During crises triggering depositor panic, CBDCs could be perceived as safe haven: RBI Dy Guv Patra

BL Mumbai Bureau Updated - August 13, 2024 at 07:10 PM.
M D Patra, Dy. Governor, RBI | Photo Credit: KAMAL NARANG

Deposit insurers need to contend with the possibility that during crises triggering depositor panic, central bank digital currencies (CBDCs) could be perceived as a safe haven, thus rendering bank deposits, particularly uninsured deposits, more prone to withdrawal and hence the risk of bank runs, according to RBI Deputy Governor MD Patra.

“The impact of CBDC on deposits and hence deposit insurance is largely unknown as of today. The operating models and design features of each individual jurisdiction’s CBDC will be a crucial factor in expanding our understanding of the balance of risks. For deposit insurers, factors of key interest would be the degree of replacement of bank deposits by CBDC, the division of labour between central and commercial banks and the degree of privacy attached to CBDC usage,” Patra said.

Two digital innovations in currencies and payment systems merit special attention as both have implications for deposit insurance, the Deputy Governor said in is keynote address at the International Association of Deposit Insures (IADI) Asia Pacific Regional Committee (APRC) International Conference at Jaipur.

Advantages of CBDCs

The major advantages of CBDCs (legal tender or fiat currency issued by a central bank in a digital form) are the finality of transactions (settlement risks is eliminated as there is no bank intermediation) and real-time and cost effective globalisation of payment systems. In the medium term, adoption of CBDCs by unbanked people could enhance financial inclusion.

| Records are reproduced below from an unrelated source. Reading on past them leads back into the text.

PR #44, opened 2020-12-21
DCNG-925 support for BYO NFS server

pbruski:


bkwiatek-atlassian (approved):

src/main/charts/bitbucket/templates/shared-home-pv.yaml
```diff
@@ -0,0 +1,21 @@
+{{- if .Values.volumes.sharedHome.persistentVolume.create }}
+apiVersion: v1
+kind: PersistentVolume
+metadata:
+  name: {{ include "bitbucket.fullname" . }}-shared-home-pv
+  labels:
+  {{- include "bitbucket.labels" . | nindent 4 }}
+spec:
+  capacity:
+    storage: 1Gi
```
kennymacleod, line 10: this should be an entry in `values.yaml`

src/main/charts/bitbucket/values.yaml
```diff
@@ -186,12 +186,24 @@ volumes:
...
+        # -- Specifies the path exported by the NFS server, used in the mount command
+        path: ""
     persistentVolumeClaim:
       # -- If true, then a PersistentVolumeClaim will be created for the shared-home volume.
       create: false
       # -- Specifies the name of the storage class that should be used for the shared-home volume claim.
       storageClassName:
       # -- Specifies the standard Kubernetes resource requests and/or limits for the shared-home volume claims.
+      volumeName:
+      # -- Specifies the name of the persistent volume to claim
```
kennymacleod, line 206: These lines appear to be in the wrong order (comment goes before value) and in the wrong place (should be before the previous comment)

src/test/config/bitbucket/values-EKS.yaml
```diff
@@ -12,13 +12,23 @@ volumes:
...
+      create: true
+      mountOptions:
+        - rw
+        #    - nfsvers=3 #todo DCNG-946
+        - lookupcache=pos
+        - noatime
+        - intr
+        - rsize=32768
+        - wsize=32768
+        - _netdev
```
kennymacleod, line 25: would it make sense to include any of these values in the PV template?

src/main/charts/bitbucket/templates/shared-home-pvc.yaml
```diff
@@ -9,7 +9,14 @@ spec:
   accessModes:
     - ReadWriteMany
   {{- if .Values.volumes.sharedHome.persistentVolumeClaim.storageClassName }}
+    {{- if eq "nil" .Values.volumes.sharedHome.persistentVolumeClaim.storageClassName  }}
```
kennymacleod, line 12: Using "nil" as a string it a bit wird. Why not just use 

    {{- with .Values.volumes.sharedHome.persistentVolumeClaim.storageClassName  }} 
      storageClassName: {{ . | quote }}
    {{- end }}

src/test/scripts/helm_install.sh
```diff
@@ -3,6 +3,18 @@
...
+
+  case "${currentContext}" in
+    *eks*) echo EKS;;
+    *aks*) echo AKS;;
+    *gke*) echo GKE;;
+    *shared-dev*|*default-context*) echo KITT;;
+    *) echo CUSTOM;;
+  esac
+}
+
```
kennymacleod, line 17: Why move this? Isn't the bash version check logic here because of the use of this syntax?

src/test/scripts/helm_uninstall.sh
```diff
@@ -15,12 +15,20 @@ helm uninstall -n "${TARGET_NAMESPACE}" "${FUNCTEST_RELEASE_NAME}"
...
+  # we are using a "shared shared home", remove the subdirectory of the shared-home
+  "$THISDIR"/shared_home_browser_install.sh "${TARGET_NAMESPACE}"
+  kubectl exec -n "${TARGET_NAMESPACE}" shared-home-browser -- rm -rf "/shared-home/$PRODUCT_RELEASE_NAME"
+fi
+
+# delete any and all persistent volumes and claims by label
+# todo DCNG-947
+echo Deleting PVCs, if the uninstall script gets stuck deleting the shared pvc here, run:
+sharedPvcName=$(kubectl get -n dcng pvc -l app.kubernetes.io/instance=pbruski-bitbucket | grep shared | awk '{print $1;}')
+echo kubectl patch pvc -n "${TARGET_NAMESPACE}" "$sharedPvcName" -p "'{\"metadata\":{\"finalizers\":null}}'"
```
kennymacleod, line 28: Why is the below line not enough to delete the PVC?

kennymacleod (commented):
I'm not convinced that including a PV template template in a Helm chart is a good idea. PVs are almost always going to be provisioned and managed independently of the Helm chart lifecycle (e.g. you don't want to PV to be deleted and the data nuked just bcause you uninstalled the chart).

Note that the Helm charts as they currently are already allow an NFS server to be used, without going to the bother of adding  PV for it, e.g.

```
volumes:
  sharedHome:
    customVolume:
      nfs: 
```
    
I would suggest that we shelve the PV template for now, and just use the inline syntax above. It's good enough for NFS testing.

pbruski:
> 
> Note that the Helm charts as they currently are already allow an NFS server to be used, without going to the bother of adding PV for it, e.g.
> 
> ```
> volumes:
>   sharedHome:
>     customVolume:
>       nfs: 
> ```
> 
> I would suggest that we shelve the PV template for now, and just use the inline syntax above. It's good enough for NFS testing.

It's not. For BB, you need to add custom mount options and that can only happen if you define a PV separately. The documentation we currently have in Config.md is misleading and I suggest we remove it - or at least indicate that it's not supposed to be used for BB.

For supported BB installations, 100% of them is going to be used with NFS. I think it makes sense to limit the Kubernetes-side configuration to IP/path (and potentially mount options, but perhaps these should default to the recommended ones). If we don't support that, we'd be forcing the customers to set up PV/PVC on their own without a good reason for that (well, maybe except for consistency with other products - but maybe we should discuss inclusion of BYO NFS templates there too).

In case of NFS, PV deletion does not have any effects on the exported file system.

src/main/charts/bitbucket/templates/shared-home-pv.yaml
pbruski: ATM, it's not used and exists only to satisfy Kubernetes validation rules, adding it to values would be misleading.

src/main/charts/bitbucket/values.yaml
pbruski: Right!

src/test/config/bitbucket/values-EKS.yaml
pbruski: Hmm, I think it does.

src/test/scripts/helm_install.sh
pbruski: The version check will be executed before the function is parsed anyway, regardless of location.

src/test/scripts/helm_uninstall.sh
pbruski: What I saw several times was that for no good reason, the pods/PVs/PVCs were stuck in terminating state. This was probably caused by incorrect order of deletion. When that happens, the finalizers need to be removed from the object. I want to see if that happens in CI too, if it does then we'll need to come up with a solution.

src/main/charts/bitbucket/templates/shared-home-pvc.yaml
pbruski: Will it work? What I need to have here is a literal empty string if the storage class is defined as an empty string. I think `with` will skip the stanza completely. I gave it a shot at https://play.golang.org/ and it seems like `with` works like an `if` in this case.

src/test/scripts/helm_uninstall.sh
pbruski: BTW, this is not specific to NFS, earlier I saw that with EFS too.

src/main/charts/bitbucket/templates/shared-home-pv.yaml
bianchi2: I agree with @kennymacleod about not including a PV. A couple of reasons here:
* like @kennymacleod said, flushing data when the chart is uninstalled isn't good
* it's common to setup up automatic PV provisioners in K8s clusters, so, we just create PVC and a provisioner will create a PV
* it's common that people who install and manage apps installed from Helm charts do not have permissions to create PVs which are requested from infra team on a per-case basis
* PV is this sort of an object that is not updated like stateful set or some configmap on helm upgrade. It's more like part of K8s infra to me even though it's an API object.It is also not related to the app itself.
* if we do want to include a PV template we need to make it all configurable then, not just limit to NFS. I mean let a user provide annotations (very important!) and PV spec in values.yaml so that a user can create a PV in AKS, EKS, GKE etc. If we do that, it'd be great not to track it in Helm after creation, i.e. not update/delete (maybe pre-install hook, or smth like that)

src/test/scripts/helm_uninstall.sh
bianchi2: Deleting a PV first should solve the problem, though making a PVC unprotected via the above patch work too. Yes, it's not related to storage backend.

src/main/charts/bitbucket/templates/shared-home-pvc.yaml
kcichy-atlassian: Can you use `with` with `else`? This seems to work:

```
package main

import (
	"os"
	"text/template"
)

func main() {

	instanceWithValue := DataStruct{"bar"}
	instanceWithoutValue := DataStruct{}

	tmpl, err := template.New("templ").Parse(`
{{ with .Foo}}
Foo is {{ $.Foo }}
{{ else }}
Foo is empty
{{ end }}`)
	
	if err != nil {
		panic(err)
	} else {
		tmpl.Execute(os.Stdout, instanceWithValue)
		tmpl.Execute(os.Stdout, instanceWithoutValue)
	}
}

type DataStruct struct {
	Foo string
}
```

src/main/charts/bitbucket/templates/shared-home-pv.yaml
pbruski: Eugene, thank you for providing a real world perspective on the how charts should look like. I understand that with your experience with proper Kubernetes deployments, you're looking at it from a different angle than I do. I think we're in a slightly different scenario, since we're packaging an app that (at least for some cases) has a hard requirement on NFS, specifically version 3 with very specific mount options, otherwise it won't work correctly.

To address your points:
> like @kennymacleod said, flushing data when the chart is uninstalled isn't good
It's not flushed in case of NFS.

> it's common to setup up automatic PV provisioners in K8s clusters, so, we just create PVC and a provisioner will create a PV
That's fine, we support that now. It's not a reason to not make it easier to support an NFS server (potentially) not tied to Kubernetes.

> it's common that people who install and manage apps installed from Helm charts do not have permissions to create PVs which are requested from infra team on a per-case basis

I don't think it's a reason to not support PV creation. In the scenario you've outlined, the PV definition can be used by the infra team to create a PV with precisely the parameters that we require in BBS. The app team can then go the PVC route, which we also support.

> PV is this sort of an object that is not updated like stateful set or some configmap on helm upgrade. It's more like part of K8s infra to me even though it's an API object.It is also not related to the app itself.

I understand that this is true in general, but I don't think that's correct in this case, where we're more or less providing an representation of an external infra as a Kubernetes object specifically for the purposes of our deployment. For example, we need the PV to contain specific mount options for NFS (otherwise especially BBS will not function correctly). If we start supporting newer NFS versions or require different options, we need to update the PV definition with the chart. I think this makes perfect sense (caveat: for NFS only).

> we do want to include a PV template we need to make it all configurable then, not just limit to NFS.

For the time being, we support 'everything' through the PVCs. We also have a specific case that makes it easier to use NFS, which is the only supported option for BBS and simply has to be used there to have a supported setup. Personally, I think supporting PVCs and a special case for NFS PV is good enough until the feature requests start trickling in. And that's where the product managers will step in.

src/main/charts/bitbucket/templates/shared-home-pvc.yaml
pbruski: But it's a tristate value. Empty string has a different meaning than no value and a different meaning than some value.

pbruski: I ended up doing:

`  {{- if not (kindIs "invalid" .Values.volumes.sharedHome.persistentVolumeClaim.storageClassName) }}
  storageClassName: {{ .Values.volumes.sharedHome.persistentVolumeClaim.storageClassName | quote }}
  {{- end }}`

src/test/config/bitbucket/values-EKS.yaml
pbruski: I've added all of these to the PV template and changed the NFS to v3 in the other PR.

Patra observed that as an increasing number of central banks face the risk of large-scale use by the public of private or digital instruments that may not be backed by or denominated in the domestic currency, CBDCs may assist in mitigating this risk by being a central bank liability and a form of digital cash.

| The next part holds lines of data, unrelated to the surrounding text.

PR #315, opened 2018-02-04
encode and decode name.com txt records

pmoroney:
This fixes the tests. The integration tests work now too.

There were some small omissions and a double encoding at one point.
I also always forget about raw string literals, so I changed the strings to be more readable as well.

Also, I'll add this to our documentation on Monday, but for single TXT records, we don't require the double quotes at the beginning and end, and in that case it is a raw string so double quotes can exist anywhere inside the string on their own. For multiTXTs we surround them by double quotes and escape any double quotes inside with a backslash.

### DIFF
--- a/providers/namedotcom/records.go
+++ b/providers/namedotcom/records.go
@@ -97,13 +97,7 @@ func toRecord(r *namecom.Record, origin string) *models.RecordConfig {
 	rc.SetLabelFQDN(fqdn, origin)
 	switch rtype := r.Type; rtype { // #rtype_variations
 	case "TXT":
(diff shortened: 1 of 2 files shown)


tlimoncelli:
Dude you are amazing!  (and you fixed it on the weekend, for which I am even more thankful!)

Thank you so much!

Tom

P.S.  If you  want to copy the encode/decode functions into `github.com/namedotcom/go/namecom` to make them more universally  available please do.

pmoroney:
No problem :)
I was already thinking about moving the encode/decode into the client library since they seem so useful. I might have some time to get to that this week.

To the public, they would be an alternative to central bank issued cash and – to a certain extent – to private money, such as bank deposits.

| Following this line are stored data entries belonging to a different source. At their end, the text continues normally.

Issue #318, opened 2018-02-07
CAA_CRITICAL sets wrong flag into CAA record


ismaelperal:
According to RFC [6844](https://tools.ietf.org/html/rfc6844#section-5.1): Bit 0, Issuer Critical Flag:  If the value is set to '1', the  critical flag is asserted and the property MUST be understood if the CAA record is to be correctly processed by a certificate issuer. Where bit 0 match with the decimal value "128"

tlimoncelli:
Fixed.

PR #319, opened 2018-02-07
Update helpers.js CAA_CRITICAL flag=128 (#318)

ismaelperal:
CAA flag "Issuer Critical Flag" sets first bit (bit 0) to 1 where bit 0 is the 8th bit in the flag, so it's doing the change by left shift 7 positions the value 1.

#318 - RFC [6844](https://tools.ietf.org/html/rfc6844#section-5.1)


captncraig:
It seems there is a test failing. The value in https://github.com/StackExchange/dnscontrol/blob/master/pkg/js/parse_tests/014-caa.json needs to be updated.

ismaelperal:
@captncraig thanks, I wasn't aware of this tests. I've updated it.

Now I don't know the reason why it's failing:

after -> go run build/validate/validate.go
"ERROR: The following files are modified after go generate:
pkg/js/static.go"

Did I miss something else?

Thank you!

tlimoncelli:
That  just means  you need to  run "go generate".   Any changes to helpers.js require a run of "go generate"  to embed helpers.js in the binary.

tlimoncelli:
By the way... I don't use CAA (yet) so when I created the integration tests, I was just guessing about what would be important. If you could look at https://github.com/StackExchange/dnscontrol/blob/master/integrationTest/integration_test.go#L410 and suggest improvements, please let fee free to  add/change them.

ismaelperal:
@tlimoncelli Thanks, I will!

I think something is wrong in my development environment, sorry for the inconvenience and thanks for your help

tlimoncelli:
I think you'll be fine if you rebase then to "go generate".  Let me know if you need assistance.

PR #330, opened 2018-03-08
skip traffic flow policy records

domelu:


tlimoncelli:
Please run `gofmt -w    providers/route53/route53Provider.go`

domelu:
Done

tlimoncelli:
Awesome!  Thank you for your contribution!  (that's especially important since it is a feature we don't use therefore the bug is invisible to us)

The Deputy Governor underscored that deposit insurers are having to re-evaluate operational risks posed to depositors and member banks from the emergence of these 24/7 payment systems.

“While digital innovations can ease cross-border supply of financial services, they can also increase the likelihood of deposit insurers exposed to member banks with a significant share of non-domestic depositors and additional challenges in the case of a payout following bank default,” he said.

In fact, the increasing ambit of cross-border banking activities makes cross-jurisdiction cooperation between deposit insurers and other financial safety net participants all the more relevant.

Tokenised deposits

Patra said deposit insurers must remain in readiness for tokenised deposits (or digital representations of traditional bank deposits hosted on a secure blockchain) by reflecting on how to modify their mandates and coverage, considering that these deposits are essentially claims on issuing banks like other forms of deposits.

Moreover, the risks posed by tokenised deposits have to be modelled for determining fund size and premium rates.

They will also have a bearing on the choice of modalities for resolution and claim processing, with different banks using different technologies as also the possibility that tokenised deposits could be held by depositors who are not KYC compliant and not clients of issuing banks.

Consequently, verification of the authenticity and genuineness of claims may prove to be a testing challenge, Patra said.